Todos aquellos juicios y miedos que nos acompañan y nos acechan son oportunidades para aplicar el perdón y la entrega. No hay más. Ese es el camino del Curso: Perdonar, confiar y escoger la paz interna. Una y otra vez. Solo así vamos cambiando poco a poco nuestra percepción de todo lo externo y nos vamos acercando cada vez más a la comprensión de que “Nada irreal existe”. Siempre debemos estar eligiendo, sin impacientarnos, sin exigirnos, sin perfeccionismos (otra gran trampa del ego), sin prisas pero sin pausas (y si hay pausas, nos perdonamos y retomamos, sin culpa).
Juzgarse y criticarse por hacer mal el Curso es uno de los pasatiempos favoritos del sistema de pensamiento del ego, una manera de añadir más culpa y seguir con la espiral que tanto le gusta al personaje. Debemos de perdonarnos en el momento presente, y ese momento presente a menudo no tiene nada que ver con la comprensión intelectual de las causas de nuestros errores (que no lo son realmente, son efectos del programa que nos domina y que vamos limando de a poquito con la herramienta del perdón), ni con el “darnos cuenta” del error.

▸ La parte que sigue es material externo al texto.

PR #1695, opened 2023-10-20
build(meson): copy 1MB.txt test file

Tachi107:
Since tests are run in the build directory, the 1MB.txt file has to be copied there.


yhirose:
Thanks!

PR #1700, opened 2023-10-27
Include missing stdint.h on fuzz test

jimmy-park:
Building fuzz test fails on Ubuntu workflow due to missing `stdint.h` and `std::`.

fuzz


yhirose:
@jimmy-park could you try without adding `std::` for `uint8_t`?

jimmy-park:
@yhirose It seems to work without `std::`.

yhirose:
Thanks!

PR #1701, opened 2023-10-27
Fix warnings from MSVC code analysis

jimmy-park:
[Warning C6001](https://learn.microsoft.com/en-us/cpp/code-quality/c6001) : Using uninitialized memory
[Warning C26444](https://learn.microsoft.com/en-us/cpp/code-quality/c26444) : Don't try to declare a local variable with no name


yhirose:
Could you rebase your pull request and remove the change for the exception? It was my mistake, and std::runtime_error should be removed. Thanks.

yhirose:
Thanks!

PR #1707, opened 2023-11-09
Run fuzz test in CTest

jimmy-park:
Add missing fuzz tests when building with CMake.


yhirose:
Thanks!

Fix3dP0int:
It seems that the sanitizer flags were lost. The compiling process isn't same as the compiling in oss-fuzz using `Makefile`.

PR #1709, opened 2023-11-11
Minor fixes on test cases

jimmy-park:
- `SSLClientServerTest.SSLConnectTimeout` has a data race when stopping the server. (detected by ThreadSanitizer)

El error o pensamiento erróneo puede ser “pillado” y perdonado justo en el momento de que ocurra, o bien un poco antes, cuando comenzamos a estar entrenados con el trabajo mental del Curso, y sentimos que vamos a tener una reacción mental y emocional hija del programa de pensamiento del ego.
O bien después, cuando el ego quiere tener pensamientos tipo “Ya he fallado otra vez”, “He vuelto a caer” etc. El tiempo no existe, y el perdón acorta el tiempo. Esos fallos aparentes que cometemos en el trabajo del Curso, esos “despistes” que nos hacen descorazonarnos y desanimarnos y que nos remiten de nuevo a los sentimientos de culpa que están profundamente arraigados en nuestra sombra, en realidad son más de lo mismo: Nada más que oportunidades de ver al mundo y a nosotros mismos con ojos de perdón. Bendigamos y agradezcamos al Espíritu Santo por mostrárnoslas.
Cuando no veamos desde el intelecto en nosotros el juicio que hacemos sobre nuestro hermano, apliquemos la siguiente frase: “Me perdono por si acaso”. Cuando no comprendamos, cuando algo indefinido nos moleste, nos haga sentir mal, física o emocionalmente, cuando nos sintamos cansados, tristes, extraños, solos, desamparados, etc. En definitiva, cuando no estemos bien y algo nos rechine y nos moleste sin saber de dónde viene, digámonos las veces que haga falta: “Me perdono por si acaso”.
Y entreguemos ese juicio que aún no comprendemos al Espíritu Santo. La comprensión vendrá cuándo y cómo tenga que venir. Eso lo decide el Espíritu Santo, y no el ego, aunque éste se empeñe constantemente en hacerse esas preguntas que no tienen respuesta y que entrañan tanto sufrimiento. “Busca pero no halles”, ése es el mantra del ego. Mantra que le permite instalarse en el sufrimiento a perpetuidad.
Como más entreguemos y menos pensemos, más rápidamente llegarán las respuestas y nos daremos cuenta de ésa es una inmejorable manera de acortar del tiempo o, lo que es lo mismo, nuestra percepción del tiempo. Y, desde el momento presente, la línea que desciende hasta nuestra paz interna es mucho más rápida e inmediata. Me atrevería a decir que a menudo es incluso instantánea. Menos lucha mental y más rendición, esa sería una buena frase para aplicarla constantemente. Por eso el Curso nos recuerda que no debemos ser demasiado benevolentes con nuestros pensamientos y mantener una cierta alerta mental constante para que, cada vez que se presenta una ilusión, haya un perdón esperándola que la des-haga y nos permita elegir de nuevo.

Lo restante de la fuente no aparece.